What is expected: Repeat the records below line by line, exactly, finishing on the line that contains "This PR aims".

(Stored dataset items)
####

PR #7986, opened 2022-03-07
core, video_core: Fix two crashes when failing to create the emulated GPU instance

lat9nq:
This PR aims to fix two crashes when yuzu fails to create the emulated GPU instance (e.g. no Vulkan driver is present). The first is when `CreateGPU` fails yuzu would try and shutdown the GPU instance regardless of whether any instance was actually created. 

Secondly, when `CreateRenderer` fails, the `GraphicsContext` that was `std::move`'d into it is destroyed before the `Scoped` that was created to manage its currency. In that case, the `GraphicsContext::Scoped` will still call its destructor at the ending of the function. And because the `context` is destroyed, the `Scoped` will cause a crash as it attempts to call a destroyed object's `DoneCurrent` function.

~~The first issue if fixed by checking for `nullptr` before calling those methods. The second is fixed by avoiding using any `Scoped` and instead manage the context currency manually through a functor.~~ See commit messages

For Vulkan, `DoneCurrent` is not redefined so this is to manage an empty function -- it appears that it's purely for compatibility with OpenGL.

### DIFF
--- a/src/core/core.cpp
+++ b/src/core/core.cpp
@@ -326,7 +326,9 @@ struct System::Impl {
         is_powered_on = false;
         exit_lock = false;
 
-        gpu_core->NotifyShutdown();
+        if (gpu_core != nullptr) {
+            gpu_core->NotifyShutdown();
+        }
 
         services.reset();
         service_manager.reset();
--- a/src/core/frontend/emu_window.h
+++ b/src/core/frontend/emu_window.h
@@ -42,11 +42,20 @@ public:
             context.MakeCurrent();
         }
         ~Scoped() {
-            context.DoneCurrent();
+            if (active) {
+                context.DoneCurrent();
+            }
+        }
+
+        /// In the event that context was destroyed before the Scoped is destroyed, this provides a
+        /// mechanism to prevent calling a destroyed object's method during the deconstructor
+        void Cancel() {
+            active = false;
         }
 
     private:
         GraphicsContext& context;
+        bool active{true};
     };
 
     /// Calls MakeCurrent on the context and calls DoneCurrent when the scope for the returned value
--- a/src/video_core/video_core.cpp
+++ b/src/video_core/video_core.cpp
@@ -50,6 +50,7 @@ std::unique_ptr<Tegra::GPU> CreateGPU(Core::Frontend::EmuWindow& emu_window, Cor
         gpu->BindRenderer(std::move(renderer));
         return gpu;
     } catch (const std::runtime_error& exception) {
+        scope.Cancel();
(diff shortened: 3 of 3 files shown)


src/core/core.cpp
```diff
@@ -336,7 +338,9 @@ struct System::Impl {
         time_manager.Shutdown();
         core_timing.Shutdown();
         app_loader.reset();
-        gpu_core.reset();
+        if (gpu_core != nullptr) {
```
lioncash, line 341: this check isn't necessary. reset() already does this check internally to determine whether or not to destroy the object

src/core/frontend/emu_window.h
```diff
@@ -36,6 +38,11 @@ class GraphicsContext {
     /// Releases (dunno if this is the "right" word) the context from the caller thread
     virtual void DoneCurrent() {}
 
+    /// Returns a functor that calls DoneCurrent, for when Scoped cannot be used
+    std::function<void()> GetDoneCurrent() {
```
lioncash, line 42:
```suggestion
    std::function<void()> GetDoneCurrent() const {
```

src/video_core/video_core.cpp
```diff
@@ -44,10 +45,14 @@ std::unique_ptr<Tegra::GPU> CreateGPU(Core::Frontend::EmuWindow& emu_window, Cor
     const bool use_async = Settings::values.use_asynchronous_gpu_emulation.GetValue();
     auto gpu = std::make_unique<Tegra::GPU>(system, use_async, use_nvdec);
     auto context = emu_window.CreateSharedContext();
-    auto scope = context->Acquire();
+    // Cannot use a GraphicsContext::Scoped as `context` may be destroyed in CreateRenderer before
```
lioncash, line 48: Would you not just be able to call `Cancel()` on the scope guard itself in the failure case instead?

lat9nq: > Would you not just be able to call Cancel() or add the ability to cancel it to the Scoped interface

Nope, that works. This was just a case of me over-complicating things again.

src/core/frontend/emu_window.h
```diff
@@ -42,11 +42,20 @@ class GraphicsContext {
...
         }
         ~Scoped() {
-            context.DoneCurrent();
+            if (active) {
+                context.DoneCurrent();
+            }
+        }
+
+        /// In the event that context was destroyed before the Scoped is destroyed, this provides a
+        /// mechanism to prevent calling a destroyed object's method during
```
lioncash, line 51: Seems like the second line got cut off at the end

bunnei (approved):

PR #7989, opened 2022-03-07
shader_recompiler/LOP3: Use brute force python results within switch/case.

degasus:
Thanks to @asLody for optimizing this function within #7985. This raised the focus that this function should be optimized more.

The current table assumes that the host GPU is able to invert for free, so only AND,OR,XOR are accumulated in the performance metrik.

Performance results:

Instructions
0: 8
1: 30
2: 114
3: 80
4: 24

Latency
0: 8
1: 30
2: 194
3: 24

### DIFF
--- a/src/shader_recompiler/frontend/maxwell/translate/impl/logic_operation_three_input.cpp
+++ b/src/shader_recompiler/frontend/maxwell/translate/impl/logic_operation_three_input.cpp
@@ -13,59 +13,535 @@ namespace {
 // Emulate GPU's LOP3.LUT (three-input logic op with 8-bit truth table)
 IR::U32 ApplyLUT(IR::IREmitter& ir, const IR::U32& a, const IR::U32& b, const IR::U32& c,
                  u64 ttbl) {
-    IR::U32 r{ir.Imm32(0)};
-    const IR::U32 not_a{ir.BitwiseNot(a)};
-    const IR::U32 not_b{ir.BitwiseNot(b)};
-    const IR::U32 not_c{ir.BitwiseNot(c)};
-    if (ttbl & 0x01) {
-        // r |= ~a & ~b & ~c;
-        const auto lhs{ir.BitwiseAnd(not_a, not_b)};
-        const auto rhs{ir.BitwiseAnd(lhs, not_c)};
-        r = ir.BitwiseOr(r, rhs);
+    switch (ttbl) {
+        // generated code, do not edit manually
+    case 0:
+        return ir.Imm32(0);
+    case 1:
+        return ir.BitwiseNot(ir.BitwiseOr(a, ir.BitwiseOr(b, c)));
+    case 2:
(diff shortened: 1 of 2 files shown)


src/shader_recompiler/frontend/maxwell/translate/impl/logic_operation_three_input.cpp
```diff
@@ -14,56 +14,794 @@ namespace {
...
-    }
-    if (ttbl & 0x80) {
-        // r |= a & b & c;
-        const auto lhs{ir.BitwiseAnd(a, b)};
-        const auto rhs{ir.BitwiseAnd(lhs, c)};
-        r = ir.BitwiseOr(r, rhs);
+    switch (ttbl) {
+    // automatically generated code, do not edit manually
+    case 0:
+        r = ir.Imm32(0);
```
lioncash, line 20: Given how nothing is done after the switch, you can make this slightly more compact by returning in the case instead of assigning then breaking out.

Morph1984:
Supersedes #7985

src/shader_recompiler/frontend/maxwell/translate/impl/logic_operation_three_input.cpp
degasus: done

src/shader_recompiler/frontend/maxwell/translate/impl/logic_operation_three_input_lut3.py
```diff
@@ -0,0 +1,79 @@
...
+                    max(latency_a, latency_b) + 1) # max latency + 1
+    if registered == 0:
+        # No update at all? So terminate
+        break
+
+# Hacky output. Please improve me to output valid C++ instead.
+s = """    case {imm}:
+        return {op};"""
+for imm in range(256):
+    print(s.format(imm=imm, op=optimized_calls[imm][0]))
```
v1993, line 79: Missing newline at EOF

merryhime (approved):

merryhime:
I note a lot of the cases could be improved by assigning a cost to `not`, e.g.: For 0x08 I would probably prefer `ir.BitwiseAnd(ir.BitwiseNot(a), ir.BitwiseAnd(b, c)));`, but *shrug*.

degasus:
@merryhime I've added support for variable amount of arguments to the instructions and added cost(NEG) = 0.1. So it is now trying to minimize the latency and the amount if NEG calls as long as it doesn't increase the cost of AND,OR,XOR.
In case there are still two with equal cost, it prefers the one with the shorter code string.

merryhime:
@degasus NPN classification is the idea that given three transformations (**n**egating the output / **p**ermuting the inputs / **n**egating the inputs), you can classify luts into families of related circuits; it's a well known result that there are 14 such families for 3-luts.

PR #7997, opened 2022-03-10
cpu_detect: Add additional x86 flags and telemetry

Wunkolo:
Adds detection of additional CPU flags to cpu_detect and additions to telemetry output.

This is not exhaustive but guided by features that [dynarmic utilizes](https://github.com/merryhime/dynarmic/blob/bcfe377aaa5138af740e90af5be7a7dff7b62a52/src/dynarmic/backend/x64/host_feature.h#L12-L33) as well as features that are currently utilized but not reported to telemetry(invariant_tsc). This is intended to guide future optimizations.

AVX512 in particular is broken up into its individual subsets and some other processor features such as [sha](https://en.wikipedia.org/wiki/Intel_SHA_extensions) and [gfni](https://en.wikipedia.org/wiki/AVX-512#GFNI) are added to have some forward-facing data-points.

What used to be a single `CPU_Extension_x64_AVX512` telemetry field
is also broken up into individual `CPU_Extension_x64_AVX512{F,VL,CD,...}` fields.

This needs to be handled so that previous telemetry data can map somewhat to the new fields(it can mean Skylake-X level AVX512 like the [current implementation](https://github.com/yuzu-emu/yuzu/blob/9a97ef46478c999fc1220f0963847667dae795ce/src/common/x64/cpu_detect.cpp#L119-L124) or just AVX512**F** since that is the baseline of having _any_ sort of AVX512).

### DIFF
--- a/src/common/telemetry.cpp
+++ b/src/common/telemetry.cpp
@@ -55,22 +55,50 @@ void AppendBuildInfo(FieldCollection& fc) {
 
 void AppendCPUInfo(FieldCollection& fc) {
 #ifdef ARCHITECTURE_x86_64
-    fc.AddField(FieldType::UserSystem, "CPU_Model", Common::GetCPUCaps().cpu_string);
-    fc.AddField(FieldType::UserSystem, "CPU_BrandString", Common::GetCPUCaps().brand_string);
-    fc.AddField(FieldType::UserSystem, "CPU_Extension_x64_AES", Common::GetCPUCaps().aes);
-    fc.AddField(FieldType::UserSystem, "CPU_Extension_x64_AVX", Common::GetCPUCaps().avx);
-    fc.AddField(FieldType::UserSystem, "CPU_Extension_x64_AVX2", Common::GetCPUCaps().avx2);
-    fc.AddField(FieldType::UserSystem, "CPU_Extension_x64_AVX512", Common::GetCPUCaps().avx512);
-    fc.AddField(FieldType::UserSystem, "CPU_Extension_x64_BMI1", Common::GetCPUCaps().bmi1);
-    fc.AddField(FieldType::UserSystem, "CPU_Extension_x64_BMI2", Common::GetCPUCaps().bmi2);
-    fc.AddField(FieldType::UserSystem, "CPU_Extension_x64_FMA", Common::GetCPUCaps().fma);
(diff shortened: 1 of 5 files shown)


src/common/telemetry.cpp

####

Finished exercise:
PR #7986, opened 2022-03-07
core, video_core: Fix two crashes when failing to create the emulated GPU instance

lat9nq:
This PR aims to fix two crashes when yuzu fails to create the emulated GPU instance (e.g. no Vulkan driver is present). The first is when `CreateGPU` fails yuzu would try and shutdown the GPU instance regardless of whether any instance was actually created. 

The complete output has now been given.